Records for the exercise:
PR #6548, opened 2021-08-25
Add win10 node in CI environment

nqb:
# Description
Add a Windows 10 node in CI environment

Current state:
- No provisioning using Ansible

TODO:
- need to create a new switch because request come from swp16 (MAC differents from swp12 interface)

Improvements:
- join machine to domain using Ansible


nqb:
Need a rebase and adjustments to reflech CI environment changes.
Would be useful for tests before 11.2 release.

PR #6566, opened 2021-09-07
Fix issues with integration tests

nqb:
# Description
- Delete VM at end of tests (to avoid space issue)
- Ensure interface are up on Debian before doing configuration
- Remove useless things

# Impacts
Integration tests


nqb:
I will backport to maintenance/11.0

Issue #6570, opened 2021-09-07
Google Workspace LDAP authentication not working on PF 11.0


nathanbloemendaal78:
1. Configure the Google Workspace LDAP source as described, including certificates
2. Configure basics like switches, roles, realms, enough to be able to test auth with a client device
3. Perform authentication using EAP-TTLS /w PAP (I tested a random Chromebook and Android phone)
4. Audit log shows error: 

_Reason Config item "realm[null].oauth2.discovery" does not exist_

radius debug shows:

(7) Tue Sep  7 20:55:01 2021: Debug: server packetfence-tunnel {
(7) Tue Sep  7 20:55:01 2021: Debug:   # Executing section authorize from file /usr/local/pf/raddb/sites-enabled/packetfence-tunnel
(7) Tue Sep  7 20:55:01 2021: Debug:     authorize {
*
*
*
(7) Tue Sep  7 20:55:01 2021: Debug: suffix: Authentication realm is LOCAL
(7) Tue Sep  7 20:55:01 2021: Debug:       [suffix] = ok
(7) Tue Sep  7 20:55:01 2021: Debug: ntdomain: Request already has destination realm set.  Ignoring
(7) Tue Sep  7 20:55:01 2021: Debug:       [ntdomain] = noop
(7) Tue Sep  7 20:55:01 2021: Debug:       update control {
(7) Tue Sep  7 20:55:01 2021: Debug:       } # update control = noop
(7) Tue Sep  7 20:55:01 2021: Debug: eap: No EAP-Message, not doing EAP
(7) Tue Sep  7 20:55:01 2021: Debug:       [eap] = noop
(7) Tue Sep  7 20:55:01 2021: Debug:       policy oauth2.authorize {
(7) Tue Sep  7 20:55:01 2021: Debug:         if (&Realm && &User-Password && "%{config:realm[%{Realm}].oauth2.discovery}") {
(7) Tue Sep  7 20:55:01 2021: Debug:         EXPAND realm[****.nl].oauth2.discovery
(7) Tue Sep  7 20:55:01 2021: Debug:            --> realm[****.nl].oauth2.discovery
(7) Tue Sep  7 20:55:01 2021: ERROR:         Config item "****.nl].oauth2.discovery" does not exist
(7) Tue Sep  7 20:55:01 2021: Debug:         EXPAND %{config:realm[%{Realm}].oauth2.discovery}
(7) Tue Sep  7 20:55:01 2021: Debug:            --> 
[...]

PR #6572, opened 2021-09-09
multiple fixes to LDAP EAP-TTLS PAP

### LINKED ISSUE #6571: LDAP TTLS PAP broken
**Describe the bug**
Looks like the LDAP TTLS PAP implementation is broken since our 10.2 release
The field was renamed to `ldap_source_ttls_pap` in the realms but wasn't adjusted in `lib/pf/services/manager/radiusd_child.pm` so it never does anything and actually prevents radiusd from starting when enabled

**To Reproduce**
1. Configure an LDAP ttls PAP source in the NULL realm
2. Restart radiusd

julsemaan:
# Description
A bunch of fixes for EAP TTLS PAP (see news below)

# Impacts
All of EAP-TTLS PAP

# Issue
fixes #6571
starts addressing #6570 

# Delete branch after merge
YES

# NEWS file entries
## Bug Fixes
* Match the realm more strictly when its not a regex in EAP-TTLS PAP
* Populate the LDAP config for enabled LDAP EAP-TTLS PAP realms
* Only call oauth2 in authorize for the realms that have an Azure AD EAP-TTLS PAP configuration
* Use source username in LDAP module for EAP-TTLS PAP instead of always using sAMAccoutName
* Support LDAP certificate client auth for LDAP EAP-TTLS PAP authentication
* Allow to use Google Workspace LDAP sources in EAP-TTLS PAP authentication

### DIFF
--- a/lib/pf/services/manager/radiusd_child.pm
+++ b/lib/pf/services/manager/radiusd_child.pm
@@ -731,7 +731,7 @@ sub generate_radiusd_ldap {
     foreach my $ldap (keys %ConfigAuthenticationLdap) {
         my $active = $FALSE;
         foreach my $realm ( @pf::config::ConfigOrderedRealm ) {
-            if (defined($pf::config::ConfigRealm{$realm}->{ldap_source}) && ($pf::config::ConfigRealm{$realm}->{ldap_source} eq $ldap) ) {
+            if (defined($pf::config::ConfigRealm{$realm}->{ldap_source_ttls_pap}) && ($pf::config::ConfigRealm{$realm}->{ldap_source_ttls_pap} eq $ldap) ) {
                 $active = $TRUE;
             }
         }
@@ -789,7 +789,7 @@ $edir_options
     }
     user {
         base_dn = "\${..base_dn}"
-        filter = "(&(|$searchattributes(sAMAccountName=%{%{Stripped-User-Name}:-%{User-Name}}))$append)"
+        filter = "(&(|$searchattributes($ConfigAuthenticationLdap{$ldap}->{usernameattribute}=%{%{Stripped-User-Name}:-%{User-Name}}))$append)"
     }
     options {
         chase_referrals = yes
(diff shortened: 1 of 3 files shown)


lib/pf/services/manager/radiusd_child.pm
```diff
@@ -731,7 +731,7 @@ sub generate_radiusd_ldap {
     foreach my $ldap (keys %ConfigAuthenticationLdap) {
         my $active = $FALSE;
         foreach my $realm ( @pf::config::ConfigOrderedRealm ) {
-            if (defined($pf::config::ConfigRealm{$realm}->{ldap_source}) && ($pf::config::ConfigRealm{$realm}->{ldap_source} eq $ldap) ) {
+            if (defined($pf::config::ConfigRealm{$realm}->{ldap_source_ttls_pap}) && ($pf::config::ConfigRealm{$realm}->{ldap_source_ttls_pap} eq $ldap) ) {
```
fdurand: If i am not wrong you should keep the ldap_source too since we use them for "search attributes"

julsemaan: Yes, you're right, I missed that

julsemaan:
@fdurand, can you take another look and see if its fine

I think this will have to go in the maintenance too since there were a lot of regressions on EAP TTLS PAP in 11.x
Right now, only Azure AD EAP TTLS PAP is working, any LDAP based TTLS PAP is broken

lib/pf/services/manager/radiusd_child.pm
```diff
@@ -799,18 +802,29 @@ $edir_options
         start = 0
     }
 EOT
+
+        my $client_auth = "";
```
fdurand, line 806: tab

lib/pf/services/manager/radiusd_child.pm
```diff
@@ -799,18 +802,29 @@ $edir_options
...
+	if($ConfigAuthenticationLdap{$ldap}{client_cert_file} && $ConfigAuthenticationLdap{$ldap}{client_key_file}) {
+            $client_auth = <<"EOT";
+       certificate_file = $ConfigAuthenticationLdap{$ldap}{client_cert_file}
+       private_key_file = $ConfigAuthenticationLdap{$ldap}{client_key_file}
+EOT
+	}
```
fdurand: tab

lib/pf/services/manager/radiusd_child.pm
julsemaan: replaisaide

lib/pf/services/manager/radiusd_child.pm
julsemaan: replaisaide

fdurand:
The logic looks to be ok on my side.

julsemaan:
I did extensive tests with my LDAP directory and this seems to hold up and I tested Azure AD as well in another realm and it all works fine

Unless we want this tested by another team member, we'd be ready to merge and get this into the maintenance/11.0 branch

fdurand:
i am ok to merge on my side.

==

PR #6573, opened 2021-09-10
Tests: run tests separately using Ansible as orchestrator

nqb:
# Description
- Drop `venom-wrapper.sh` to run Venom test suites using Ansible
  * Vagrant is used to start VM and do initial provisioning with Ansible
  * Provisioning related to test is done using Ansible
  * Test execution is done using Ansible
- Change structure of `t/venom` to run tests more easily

Problem details:
Tally of lines with the word "tests": work out how many lines in the records hold it, and give that number only.

Solution for this task:
7